We loaded the car (which weighed nearly 150 lbs.) into the back of my Subaru and we went in search of the largest hill in Venice California. May Street looked promising. Newly paved and wide, it sloped downhill drastically but leveled off for a good 50 yards before hitting a major intersection. If we were to coast that far it would be a victory worth dying for.
My daughter, at eight years old, wanted to witness our adventure. Even at this young age she sniffed danger and humiliation and planned to document it on her GoPro. The plan was for her to capture the magic from the top of the hill and then hop back into the Subaru to wait for us.
I insisted that Owen wear all of my ice hockey equipment and his bike helmet. He looked like a dwarf from “Mad Max: Beyond Logic.” Some fathers would have started out only halfway up the hill, but then some fathers would have been working on their books this whole time and occasionally showering.
We lined up the car. Owen commandeered the cockpit as I crouched behind the car and gripped the two handles attached to the sides. My heart raced as we teetered between stationary inertia and the free-falling momentum we were about to embrace. The fruits of weeks of our labor were about to be transformed into the beginning of what would hopefully be many more rides. I began pumping my legs until we had enough speed for me to tuck myself into the compartment behind. I then peeked over his head as we descended the notorious May Street.
The car, I remarked to Owen after about 20 yards, was quite a bit faster than I had predicted, owing perhaps to it’s massive weight now combined with two bodies and 25 pounds of hockey equipment.
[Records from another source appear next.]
PR #1100, opened 2022-04-04
Osn video

EddyGharbi:
### Description
Expose a C++ API for the video context libobs API. The old API will remain until the client fully transitions. For the time being `Video.set()` will also save the video settings in the `basic.ini` config file, this is done in order for the old and new API to still working together.

### Motivation and Context
Nodeobs settings is hard to use and we want to transition into having these settings 100% from the client.

### How Has This Been Tested?
I created automated tests using this new AP, all tests are passing.

### Types of changes

### Checklist:
- [X] The code has been tested.
- [X] All commit messages are properly formatted and commits squashed where appropriate.


obs-studio-server/source/osn-video.cpp
```diff
@@ -52,4 +64,199 @@ void osn::Video::GetTotalFrames(
...
+    video.base_width = baseWidth;
+    video.base_height = baseHeight;
+    video.output_width = outputWidth;
+    video.output_height = outputHeight;
+    video.output_format = (video_format)outputFormat;
+    video.colorspace = (video_colorspace)colorspace;
+    video.range = (video_range_type)range;
+    video.scale_type = (obs_scale_type)scaleType;
+    video.adapter = 0;
+	video.gpu_conversion = true;
```
summeroff: only line with tab instead of space at the beginning.

obs-studio-client/source/video.cpp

I suggested to Owen that he perhaps push down on the breaks a bit, as we seemed to have accelerated beyond the street’s 30 mph speed limit. He was euphoric in the thrill of the moment, however, and began to gently slalom from curb to curb while shrieking with joy.
This is not like him, I thought. This is a cautious boy with a need for control. I then realized the screams were not joy but abject terror and the slalom was not for sport but because he had lost control of the steering. He told me later that he forgot there were brakes and his legs had simply frozen.
The car began lifting off the ground onto two wheels, first in one direction and then the other. I suddenly felt way too tall to be hunched in the back of this half-baked experiment as it careened down the side of a monstrous hill.
With a grunt of rubber the wheels suddenly gripped hard and I was launched over the top of the speeding car as it flipped. I looked back to see Owen bail out the side and dodge the spastic car by inches. There was a trembling silence as we lay sprawled on the double yellow lines of May Street. Our chariot was upside down with wheels still spinning.
I crawled over to him like a wounded soldier and he held up his hands. They were scraped and bloody but he didn’t cry. We dragged ourselves to the side of the street and lay moaning by the curb. My shoulder was on fire and I’d banged my head but I felt immense relief that it hadn’t been worse.
JoJo! We had left her in the car at the top of the hill. I needed to get up there and make sure she was okay. We righted the car and although it was splintered and banged up it still rolled, so we strapped on the bungee cord and started pulling it up the hill.
My wife was hysterical. We were idiots apparently and I was irresponsible. She lovingly treated our wounds, fed us, and we sent Owen to bed. I came in a while later to say goodnight. He lay there but his eyes shined through the darkness as I sat on the edge of his mattress.
“Today the hill won," I said. “But tomorrow we’ll win."
He put his arms around me and for the first time he let out his tears.
Six years later, with Owen in the midst of his teen years and having built and destroyed many other projects with me, I look back at this event as having birthed a running theme in our relationship. It boiled down to this: “Let him shake it off bro." Whether it’s letting him discover his own authentic reaction to a pushy kid on a playground or dodging a flying deathtrap, he can handle it.